Il secondo campione al naso ricorda maggiormente profumi di sottobosco e muschio ,Il sorso è più pieno ma si avverte con maggior forza la tannicità: chiusura Nomacorc Select Green 100.
Il terzo si apre nuovamente con note differenti, di frutta scura macerata e una piacevole nota vegetale. In bocca avvertiamo ancora maggiormente il tannino, quasi ruvido, con un buon finale persistente. Chiusura con Nomacorc Select Green 300.
Il quarto campione all’olfatto si presenta meno intenso dei precedenti, e con aromi poco percettibili, al palato risulta meno interessante e con un finale amaricante meno piacevole: chiuso con Nomacorc Select Green 500.
3° batteria: Chianti Classico Docg Gran Selezione 2015, Colombaio di Ciencio
Questo vino, prodotto con uve sangiovese 100%, è stato affinato per 36 mesi sia in botti di legno grande che barriques.
Il primo calice presenta al naso una esplosione di profumi: ciliegia, ribes, rosa rossa, nota vegetale balsamica e speziata. Al sorso è fresco, sapido e tannico perfettamente integrato in tutti i suoi aspetti. Il finale è persistente: la chiusura in questo caso è il tappo di sughero tradizionale monopezzo, ed è ancora la scelta del produttore al momento, non solo perché dettato dal disciplinare, ma come strumento di perfetto sviluppo del prodotto.
Il secondo calice presenta profumi che virano su frutta rossa cotta, floreale secco tipo pot-pourri e note di eucalipto. In bocca fresco e sapido, avvertiamo una maggior tannicità. È stato utilizzato Nomacorc Reserva 300.
Il terzo calice si apre su sentori marcatamente erbacei di fieno secco e profumi terziari di tabacco secco e china. In bocca è più morbido e la tannicità passa in secondo piano, con un finale lievemente amaricante.
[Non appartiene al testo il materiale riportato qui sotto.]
PR #5634, opened 2025-08-07
HMIS CSV Custom Exports

eanders:
## _Merging this PR_

## Description
* Introduces Custom file exports to the standard HMIS CSV
* Re-uses configuration for Custom Imports to determine which custom exports are available
* Adds static file generation for custom export classes to `HmisCsvTwentyTwentySix::CustomFileManager`
* Adds the ability to export custom data with lookups in related tables
* Enables FY2026 importer and exporter for QA installation (all other staging installations are held back unitl 9/1/2025)

## Type of change
* New feature


dtgreiner (approved):

app/views/warehouse_reports/hmis_exports/_shared_filter.haml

Utilizzato il tappo Nomacorc Reserva.
L’ultimo calice della serata presenta da subito odori di resine sintetiche: in bocca è teso, quasi aspro, sapido e con lieve tannicità. Decisamente poco piacevole, scopriamo che è chiuso con un tappo in sughero microagglomerato, che si rivela non adatto a questo vino.
Scorre veloce e piacevole la serata tra queste comparazioni che ci fanno ben comprendere come i sistemi di chiusura del vino stanno vivendo una nuova epoca.